> Data provided
=== Section Start ===

PR #667, opened 2023-04-16
Cleanup warnings and replace deprecated methods

### LINKED ISSUE #654: [Cleanup] Remove suppression for plugin applications with alias once updated to Gradle 8.1

### What happened?

#35 added suppression for using the `alias` to apply plugins from `libs.versions.toml`.

In Gradle 8.1, this workaround is no longer necessary: https://docs.gradle.org/8.1-rc-1/userguide/upgrading_version_8.html#kotlin_dsl_plugins_catalogs_workaround

Once we update to Gradle 8.1, we'll be able to remove those suppressions.

### Relevant logcat output

_No response_

### Code of Conduct

SimonMarquis:
Some changes rely on #662

Closes #654

### DIFF
--- a/build-logic/convention/src/main/kotlin/com/google/samples/apps/nowinandroid/Jacoco.kt
+++ b/build-logic/convention/src/main/kotlin/com/google/samples/apps/nowinandroid/Jacoco.kt
@@ -27,6 +27,7 @@ import org.gradle.kotlin.dsl.withType
 import org.gradle.testing.jacoco.plugins.JacocoPluginExtension
 import org.gradle.testing.jacoco.plugins.JacocoTaskExtension
 import org.gradle.testing.jacoco.tasks.JacocoReport
+import java.util.Locale
 
 private val coverageExclusions = listOf(
     // Android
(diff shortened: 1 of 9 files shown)


SimonMarquis:
Duplicates part of #686

build-logic/convention/src/main/kotlin/com/google/samples/apps/nowinandroid/Jacoco.kt
```diff
@@ -36,6 +37,10 @@ private val coverageExclusions = listOf(
     "**/Manifest*.*"
 )
 
+private fun String.capitalize() = replaceFirstChar {
```
rosejr, line 40: Is this needed? It doesn't seem to be used in this change.

SimonMarquis: This fixes the following warning message:

```
w: file:///[...]/nowinandroid/build-logic/convention/src/main/kotlin/com/google/samples/apps/nowinandroid/Jacoco.kt:51:48 'capitalize(): String' is deprecated. Use replaceFirstChar instead.
```

It appear unused but in fact, it is because the deprecated `String.capitalize()` extension is already defined in `kotlin.text` and does not need import statement.

rosejr: I see, makes sense.

rosejr (approved):

dturner (approved):
Thanks @SimonMarquis - simpler and clearer 👍

Also, thanks @rosejr for reviewing.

=== Section End ===

> Your task
The entries above, copied exactly, form the whole answer.

> Expected output
PR #667, opened 2023-04-16
Cleanup warnings and replace deprecated methods

### LINKED ISSUE #654: [Cleanup] Remove suppression for plugin applications with alias once updated to Gradle 8.1

### What happened?

#35 added suppression for using the `alias` to apply plugins from `libs.versions.toml`.

In Gradle 8.1, this workaround is no longer necessary: https://docs.gradle.org/8.1-rc-1/userguide/upgrading_version_8.html#kotlin_dsl_plugins_catalogs_workaround

Once we update to Gradle 8.1, we'll be able to remove those suppressions.

### Relevant logcat output

_No response_

### Code of Conduct

SimonMarquis:
Some changes rely on #662

Closes #654

### DIFF
--- a/build-logic/convention/src/main/kotlin/com/google/samples/apps/nowinandroid/Jacoco.kt
+++ b/build-logic/convention/src/main/kotlin/com/google/samples/apps/nowinandroid/Jacoco.kt
@@ -27,6 +27,7 @@ import org.gradle.kotlin.dsl.withType
 import org.gradle.testing.jacoco.plugins.JacocoPluginExtension
 import org.gradle.testing.jacoco.plugins.JacocoTaskExtension
 import org.gradle.testing.jacoco.tasks.JacocoReport
+import java.util.Locale
 
 private val coverageExclusions = listOf(
     // Android
(diff shortened: 1 of 9 files shown)


SimonMarquis:
Duplicates part of #686

build-logic/convention/src/main/kotlin/com/google/samples/apps/nowinandroid/Jacoco.kt
```diff
@@ -36,6 +37,10 @@ private val coverageExclusions = listOf(
     "**/Manifest*.*"
 )
 
+private fun String.capitalize() = replaceFirstChar {
```
rosejr, line 40: Is this needed? It doesn't seem to be used in this change.

SimonMarquis: This fixes the following warning message:

```
w: file:///[...]/nowinandroid/build-logic/convention/src/main/kotlin/com/google/samples/apps/nowinandroid/Jacoco.kt:51:48 'capitalize(): String' is deprecated. Use replaceFirstChar instead.
```

It appear unused but in fact, it is because the deprecated `String.capitalize()` extension is already defined in `kotlin.text` and does not need import statement.

rosejr: I see, makes sense.

rosejr (approved):

dturner (approved):
Thanks @SimonMarquis - simpler and clearer 👍

Also, thanks @rosejr for reviewing.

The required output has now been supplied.